### INSTRUCTIONS FOR THE TASK
What lines of the data hold the string "permission"? Copy them all.

[[ AVAILABLE DATA, beginning ]]

PR #1244, opened 2018-11-30
Fix Keychain permission issue in macOS

jaelim-ms:

## Description

MacOS SDK doesn't require any permissions to access keychain but it asks the permission since we share core code base with other Apple platforms and storage/crashes classes initialize MSEncrypter for transmission target token encryption/decryption.
This change will delay Keychain access until the SDK actually encrypts/decrypts transmission target tokens so that it couldn't ask the permission to users whoever use applications that don't send any logs to One Collector.
This will also improve user experience for iOS, any applications that are not sending logs to One Collector will not ask this permission unless the applications use "Distribute" service.

### DIFF
--- a/AppCenter/AppCenter/Internals/Storage/MSLogDBStorage.m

[[ AVAILABLE DATA, end ]]

### ANSWER SPACE
Fix Keychain permission issue in macOS
MacOS SDK doesn't require any permissions to access keychain but it asks the permission since we share core code base with other Apple platforms and storage/crashes classes initialize MSEncrypter for transmission target token encryption/decryption.
This change will delay Keychain access until the SDK actually encrypts/decrypts transmission target tokens so that it couldn't ask the permission to users whoever use applications that don't send any logs to One Collector.
This will also improve user experience for iOS, any applications that are not sending logs to One Collector will not ask this permission unless the applications use "Distribute" service.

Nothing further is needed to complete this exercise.